OUT_FP8 = "./Llama-3.1-8B-FP8"

# Load the base model and tokenizer in fp16 (compression converts in place).
model = AutoModelForCausalLM.from_pretrained(MODEL, torch_dtype="auto", device_map="auto")
tokenizer = AutoTokenizer.from_pretrained(MODEL)

# Calibration set: a small slice of representative inputs. 512 samples is the
# usual sweet spot — enough to determine per-channel statistics, small enough
# to run on a single GPU in minutes.
calib = load_dataset("HuggingFaceH4/ultrachat_200k", split="train_sft[:512]")
calib = calib.map(lambda row: {
    "text": tokenizer.apply_chat_template(row["messages"], tokenize=False)
})
calib_texts = calib["text"]

# --------------------------------------------------------------------------
# INT4 weight-only with GPTQ-style Hessian-based quantization.
# This is the workhorse for memory-constrained serving — Llama-3.1-8B in INT4
# fits comfortably on a 16GB GPU vs 18GB+ for fp16.
# --------------------------------------------------------------------------
recipe_int4 = GPTQModifier(
    targets="Linear",
    scheme="W4A16",            # 4-bit weights, 16-bit activations
    ignore=["lm_head"],         # skip the output projection
    dampening_frac=0.1,         # Hessian regularization
)
oneshot(
    model=model,
    dataset=calib_texts,
    recipe=recipe_int4,
    max_seq_length=2048,
    num_calibration_samples=512,
    output_dir=OUT_INT4,
)

# --------------------------------------------------------------------------
# FP8 weight-and-activation quantization for Hopper/Blackwell deployment.
# Native hardware support — the FP8 tensor cores on H100/B200 double matmul
# throughput vs FP16 with essentially no quality loss.
# --------------------------------------------------------------------------
# Reload fresh model since the previous call mutated weights in-place.
model = AutoModelForCausalLM.from_pretrained(MODEL, torch_dtype="auto", device_map="auto")
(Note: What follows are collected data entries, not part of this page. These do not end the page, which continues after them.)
PR #3742, opened 2021-11-18
[Expert] IE Crusher buff

MuteTiefling:
IE Crusher outputs Create Crushed Ore instead of dust. Results in about 4.7x ore processing if washed. 
image


MuteTiefling:
Update Occultism Crusher to use Crushed Ore too

image

Expected rates with washing:
Foliot Crusher = 1.39x
Djinni Crusher = 2.79x
Afrit Crusher = 4.17x
Marid Crusher = 5.56x

Crushing Speed increased as well.

MuteTiefling:
After further thought, I'm not so happy with the occultism crusher here. I like the idea of adding more processing to it, but I think the afrit crusher rate is probably as high as it should go... Might have to drop the multiplier again.

NillerMedDild (approved):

recipe_fp8 = QuantizationModifier(
    targets="Linear",
    scheme="FP8",               # E4M3 weights, E5M2 activations
    ignore=["lm_head"],
)
oneshot(
    model=model,
    dataset=calib_texts,
    recipe=recipe_fp8,
    max_seq_length=2048,
    num_calibration_samples=512,
    output_dir=OUT_FP8,
)

# Resulting checkpoints can be served directly by vLLM:
#   vllm serve ./Llama-3.1-8B-INT4 --quantization compressed-tensors
#   vllm serve ./Llama-3.1-8B-FP8  --quantization compressed-tensors

Calibration data should match production traffic; code workloads need code samples, while chat workloads need conversational samples. The output projection often remains unquantized because errors there affect the token distribution across the vocabulary. INT4 and FP8 artifacts can share calibration data while serving different hardware and memory constraints.